* INSTRUCTIONS FOR THE TASK: Copy out every line below without alteration.

**** RECORD EXTRACTS ****

Issue #2422, opened 2026-07-24
MCP: api-key forwardClientIDHeader identity is not surfaced to MCP metrics/spans/access logs (only OAuth claimToHeaders is)


mohitgurnani:
## Description

When an `MCPRoute` is protected with **api-key auth** and `apiKeyAuth.forwardClientIDHeader` is set, the matched client id is **not** surfaced to the MCP proxy request, so it never appears on MCP metrics (`mcp_*` `mcpKeyName`/configured header attribute), spans, or access logs. Authentication itself works (bad/missing keys are rejected), but every authenticated request is recorded as an empty caller.

By contrast:

- The **LLM path** attributes the caller correctly: `SecurityPolicy.apiKeyAuth.forwardClientIDHeader: x-llm-client-id` + `--requestHeaderAttributes=x-llm-client-id:client.id` yields a populated `client.id` on `gen_ai_*` metrics. The LLM request is processed by the in-chain extproc filter on the same Envoy request, so it sees the header EG added.
- The **OAuth path** for MCP has an explicit bridge so claims reach the proxy: the JWT provider's `ClaimToHeaders` injects request headers (consumed by `mcpMetrics.WithRequestAttributes(r)`), and `mcpConfig` additionally forwards them to backends (`internal/controller/gateway.go`, `mcpRoute.ForwardHeaders = append(..., ctoh.Header)`).

There is **no equivalent path for api-key auth**: nothing makes the `forwardClientIDHeader` identity available to the MCP proxy request, and `#1342` (MCP metrics/spans honoring `requestHeaderAttributes`) can therefore never attribute an api-key caller.

## Environment

- `ai-gateway-controller`: `v1.0.0` (contains #1342, verified: `220b90c` is an ancestor of `v1.0.0`)
- Envoy Gateway `v1.7.0`, Envoy `distroless-v1.37.0`
- Controller flag deployed: `--requestHeaderAttributes=x-llm-client-id:client.id,x-mcp-client-id:mcpKeyName`
- `MCPRoute.securityPolicy.apiKeyAuth` with `forwardClientIDHeader: x-mcp-client-id`, `sanitize: true`

## Expected

An authenticated MCP request over api-key auth is attributed to the matched credential id (like the LLM path): the configured header attribute (e.g. `x-mcp-client-id:mcpKeyName`) is populated on `mcp_*` metrics/spans, and the id is available for access logs.

## Actual

[...]

PR #2423, opened 2026-07-24
mcp: forward api-key client-id header to backends (parity with OAuth)

mohitgurnani:
**Description**

When an `MCPRoute` is secured with `apiKeyAuth` and `apiKeyAuth.forwardClientIDHeader` is set, the matched caller id is never bridged into the MCP proxy config. As a result the id has no path to the backends, nor to the MCP request-attribute plumbing that populates metrics/spans/access-logs (`#1342`). Authenticated api-key MCP requests are therefore recorded with an **empty** caller, while the OAuth path attributes correctly.

The OAuth path already has an explicit bridge in `mcpConfig` (`internal/controller/gateway.go`):

```go
// Forward OAuth claim-to-header mappings to all backends in this route.
if route.Spec.SecurityPolicy != nil && route.Spec.SecurityPolicy.OAuth != nil {
    for _, ctoh := range route.Spec.SecurityPolicy.OAuth.ClaimToHeaders {
        mcpRoute.ForwardHeaders = append(mcpRoute.ForwardHeaders, ctoh.Header)
    }
}
```

There is no equivalent for `apiKeyAuth.forwardClientIDHeader`. This PR adds one, mirroring the OAuth bridge: when `SecurityPolicy.APIKeyAuth.ForwardClientIDHeader` is set, its header name is appended to the route's `ForwardHeaders`.

**Refs #2422**

## Why

- api-key auth is the only auth mode where per-caller attribution comes from the key itself (key == tenant/department). Without this bridge the caller identity injected by `apiKeyAuth.forwardClientIDHeader` never reaches the MCP backends and cannot be surfaced by the MCP request-attribute mapping, so `mcp_*` metrics/spans/logs record an empty caller.
- Brings api-key auth to parity with OAuth (`claimToHeaders`), which is already forwarded.

## Changes

- `internal/controller/gateway.go`: in `mcpConfig`, bridge `apiKeyAuth.forwardClientIDHeader` into `mcpRoute.ForwardHeaders` (guarded on non-nil / non-empty), directly mirroring the OAuth `claimToHeaders` handling immediately above it.
- `internal/controller/gateway_test.go`: `Test_mcpConfig_APIKeyForwardClientIDHeader` covering set / empty / unset / no-security-policy.

## Testing

```
$ go test ./internal/controller/ -run 'Test_mcpConfig_APIKeyForwardClientIDHeader|Test_mcpConfig_ForwardHeaders' -v
--- PASS: Test_mcpConfig_ForwardHeaders
--- PASS: Test_mcpConfig_APIKeyForwardClientIDHeader
    --- PASS: .../forwards_the_api-key_client-id_header_to_backends
    --- PASS: .../no_client-id_header_configured
    --- PASS: .../empty_client-id_header_is_ignored
    --- PASS: .../no_security_policy
PASS
```

`gofmt` clean, `go vet ./internal/controller/` clean.

## Notes / scope

- This is the controller-side bridge (parity with OAuth). The broader item in #2422 — ensuring the `forwardClientIDHeader` value is present on the request the standalone MCP proxy processes so `WithRequestAttributes` promotes it to a metric/span label (the analog of how JWT `ClaimToHeaders` surfaces claims to the proxy request) — may involve the extension-server route handling and/or Envoy Gateway's `api_key_auth` behaviour; happy to extend this PR based on maintainer guidance.
- Existing e2e (`tests/e2e/mcp_route_api_key_auth_test.go` / `testdata/mcp_route_api_key_auth.yaml`) only asserts auth enforcement and does not set `forwardClientIDHeader`. A full e2e assertion of the forwarded caller id would need the test MCP server to surface received request headers (the current echo tool only echoes the text argument); called out as a follow-up.

By submitting this PR, I confirm the contribution is made under the terms of the DCO (commit is signed off).


nacx (approved):
Thanks!

nacx:
Can you fix the failing job about hte PR description?

nacx:
Can you take a look at the conflict?

mohitgurnani:
> Can you take a look at the conflict?

Thanks @nacx for approving it, I have resolved conflicts and PR description.

internal/controller/gateway.go
```diff
@@ -688,6 +688,16 @@ func mcpConfig(mcpRoutes []aigv1b1.MCPRoute) (_ *filterapi.MCPConfig, hasEffecti
...
+		// route, mirroring the OAuth claim-to-header bridge above. Without this the
+		// caller id injected by apiKeyAuth.forwardClientIDHeader has no path to the
+		// MCP proxy request, so it never reaches the backends nor the MCP
+		// request-attribute plumbing (metrics/spans/logs). See #2422.
+		if route.Spec.SecurityPolicy != nil && route.Spec.SecurityPolicy.APIKeyAuth != nil {
+			if h := route.Spec.SecurityPolicy.APIKeyAuth.ForwardClientIDHeader; h != nil && *h != "" {
+				mcpRoute.ForwardHeaders = append(mcpRoute.ForwardHeaders, *h)
+			}
+		}
 		mc.Routes = append(mc.Routes, mcpRoute)
```
Hritik003, line 733: qq: what if the same header is added as part of oauth claimToHeaders? will this not append duplicates to the forward headers? Runtime behavior is unchanged but we might have to dedup the config right?

mohitgurnani: Good catch, and it's more than theoretical — `ensureSecurityPolicy` will happily build a single SecurityPolicy with both JWT and APIKeyAuth populated if both are configured, and pointing `claimToHeaders`/`forwardClientIDHeader` at the same header name is actually the natural way to get one unified caller-attribution label regardless of which auth method fired. So yes, a duplicate is a real (if narrow) case.

Runtime stays harmless either way (both consumers are idempotent — map-keyed or repeated `Header.Set`), but agreed it's worth deduping rather than relying on that. Pushed a fix covering both this new branch and the pre-existing OAuth loop above it (same latent gap, not introduced by this PR), plus a test for the same-header case.

Hritik003 (approved):
Thanks @mohitgurnani! LGTM

johnugeorge:
Thanks @mohitgurnani

johnugeorge (approved):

****

* EXERCISE RESULT:
Issue #2422, opened 2026-07-24
MCP: api-key forwardClientIDHeader identity is not surfaced to MCP metrics/spans/access logs (only OAuth claimToHeaders is)


mohitgurnani:
## Description

When an `MCPRoute` is protected with **api-key auth** and `apiKeyAuth.forwardClientIDHeader` is set, the matched client id is **not** surfaced to the MCP proxy request, so it never appears on MCP metrics (`mcp_*` `mcpKeyName`/configured header attribute), spans, or access logs. Authentication itself works (bad/missing keys are rejected), but every authenticated request is recorded as an empty caller.

By contrast:

- The **LLM path** attributes the caller correctly: `SecurityPolicy.apiKeyAuth.forwardClientIDHeader: x-llm-client-id` + `--requestHeaderAttributes=x-llm-client-id:client.id` yields a populated `client.id` on `gen_ai_*` metrics. The LLM request is processed by the in-chain extproc filter on the same Envoy request, so it sees the header EG added.
- The **OAuth path** for MCP has an explicit bridge so claims reach the proxy: the JWT provider's `ClaimToHeaders` injects request headers (consumed by `mcpMetrics.WithRequestAttributes(r)`), and `mcpConfig` additionally forwards them to backends (`internal/controller/gateway.go`, `mcpRoute.ForwardHeaders = append(..., ctoh.Header)`).

There is **no equivalent path for api-key auth**: nothing makes the `forwardClientIDHeader` identity available to the MCP proxy request, and `#1342` (MCP metrics/spans honoring `requestHeaderAttributes`) can therefore never attribute an api-key caller.

## Environment

- `ai-gateway-controller`: `v1.0.0` (contains #1342, verified: `220b90c` is an ancestor of `v1.0.0`)
- Envoy Gateway `v1.7.0`, Envoy `distroless-v1.37.0`
- Controller flag deployed: `--requestHeaderAttributes=x-llm-client-id:client.id,x-mcp-client-id:mcpKeyName`
- `MCPRoute.securityPolicy.apiKeyAuth` with `forwardClientIDHeader: x-mcp-client-id`, `sanitize: true`

## Expected

An authenticated MCP request over api-key auth is attributed to the matched credential id (like the LLM path): the configured header attribute (e.g. `x-mcp-client-id:mcpKeyName`) is populated on `mcp_*` metrics/spans, and the id is available for access logs.

## Actual

[...]

PR #2423, opened 2026-07-24
mcp: forward api-key client-id header to backends (parity with OAuth)

mohitgurnani:
**Description**

When an `MCPRoute` is secured with `apiKeyAuth` and `apiKeyAuth.forwardClientIDHeader` is set, the matched caller id is never bridged into the MCP proxy config. As a result the id has no path to the backends, nor to the MCP request-attribute plumbing that populates metrics/spans/access-logs (`#1342`). Authenticated api-key MCP requests are therefore recorded with an **empty** caller, while the OAuth path attributes correctly.

The OAuth path already has an explicit bridge in `mcpConfig` (`internal/controller/gateway.go`):

```go
// Forward OAuth claim-to-header mappings to all backends in this route.
if route.Spec.SecurityPolicy != nil && route.Spec.SecurityPolicy.OAuth != nil {
    for _, ctoh := range route.Spec.SecurityPolicy.OAuth.ClaimToHeaders {
        mcpRoute.ForwardHeaders = append(mcpRoute.ForwardHeaders, ctoh.Header)
    }
}
```

There is no equivalent for `apiKeyAuth.forwardClientIDHeader`. This PR adds one, mirroring the OAuth bridge: when `SecurityPolicy.APIKeyAuth.ForwardClientIDHeader` is set, its header name is appended to the route's `ForwardHeaders`.

**Refs #2422**

## Why

- api-key auth is the only auth mode where per-caller attribution comes from the key itself (key == tenant/department). Without this bridge the caller identity injected by `apiKeyAuth.forwardClientIDHeader` never reaches the MCP backends and cannot be surfaced by the MCP request-attribute mapping, so `mcp_*` metrics/spans/logs record an empty caller.
- Brings api-key auth to parity with OAuth (`claimToHeaders`), which is already forwarded.

## Changes

- `internal/controller/gateway.go`: in `mcpConfig`, bridge `apiKeyAuth.forwardClientIDHeader` into `mcpRoute.ForwardHeaders` (guarded on non-nil / non-empty), directly mirroring the OAuth `claimToHeaders` handling immediately above it.
- `internal/controller/gateway_test.go`: `Test_mcpConfig_APIKeyForwardClientIDHeader` covering set / empty / unset / no-security-policy.

## Testing

```
$ go test ./internal/controller/ -run 'Test_mcpConfig_APIKeyForwardClientIDHeader|Test_mcpConfig_ForwardHeaders' -v
--- PASS: Test_mcpConfig_ForwardHeaders
--- PASS: Test_mcpConfig_APIKeyForwardClientIDHeader
    --- PASS: .../forwards_the_api-key_client-id_header_to_backends
    --- PASS: .../no_client-id_header_configured
    --- PASS: .../empty_client-id_header_is_ignored
    --- PASS: .../no_security_policy
PASS
```

`gofmt` clean, `go vet ./internal/controller/` clean.

## Notes / scope

- This is the controller-side bridge (parity with OAuth). The broader item in #2422 — ensuring the `forwardClientIDHeader` value is present on the request the standalone MCP proxy processes so `WithRequestAttributes` promotes it to a metric/span label (the analog of how JWT `ClaimToHeaders` surfaces claims to the proxy request) — may involve the extension-server route handling and/or Envoy Gateway's `api_key_auth` behaviour; happy to extend this PR based on maintainer guidance.
- Existing e2e (`tests/e2e/mcp_route_api_key_auth_test.go` / `testdata/mcp_route_api_key_auth.yaml`) only asserts auth enforcement and does not set `forwardClientIDHeader`. A full e2e assertion of the forwarded caller id would need the test MCP server to surface received request headers (the current echo tool only echoes the text argument); called out as a follow-up.

By submitting this PR, I confirm the contribution is made under the terms of the DCO (commit is signed off).


nacx (approved):
Thanks!

nacx:
Can you fix the failing job about hte PR description?

nacx:
Can you take a look at the conflict?

mohitgurnani:
> Can you take a look at the conflict?

Thanks @nacx for approving it, I have resolved conflicts and PR description.

internal/controller/gateway.go
```diff
@@ -688,6 +688,16 @@ func mcpConfig(mcpRoutes []aigv1b1.MCPRoute) (_ *filterapi.MCPConfig, hasEffecti
...
+		// route, mirroring the OAuth claim-to-header bridge above. Without this the
+		// caller id injected by apiKeyAuth.forwardClientIDHeader has no path to the
+		// MCP proxy request, so it never reaches the backends nor the MCP
+		// request-attribute plumbing (metrics/spans/logs). See #2422.
+		if route.Spec.SecurityPolicy != nil && route.Spec.SecurityPolicy.APIKeyAuth != nil {
+			if h := route.Spec.SecurityPolicy.APIKeyAuth.ForwardClientIDHeader; h != nil && *h != "" {
+				mcpRoute.ForwardHeaders = append(mcpRoute.ForwardHeaders, *h)
+			}
+		}
 		mc.Routes = append(mc.Routes, mcpRoute)
```
Hritik003, line 733: qq: what if the same header is added as part of oauth claimToHeaders? will this not append duplicates to the forward headers? Runtime behavior is unchanged but we might have to dedup the config right?

mohitgurnani: Good catch, and it's more than theoretical — `ensureSecurityPolicy` will happily build a single SecurityPolicy with both JWT and APIKeyAuth populated if both are configured, and pointing `claimToHeaders`/`forwardClientIDHeader` at the same header name is actually the natural way to get one unified caller-attribution label regardless of which auth method fired. So yes, a duplicate is a real (if narrow) case.

Runtime stays harmless either way (both consumers are idempotent — map-keyed or repeated `Header.Set`), but agreed it's worth deduping rather than relying on that. Pushed a fix covering both this new branch and the pre-existing OAuth loop above it (same latent gap, not introduced by this PR), plus a test for the same-header case.

Hritik003 (approved):
Thanks @mohitgurnani! LGTM

johnugeorge:
Thanks @mohitgurnani

johnugeorge (approved):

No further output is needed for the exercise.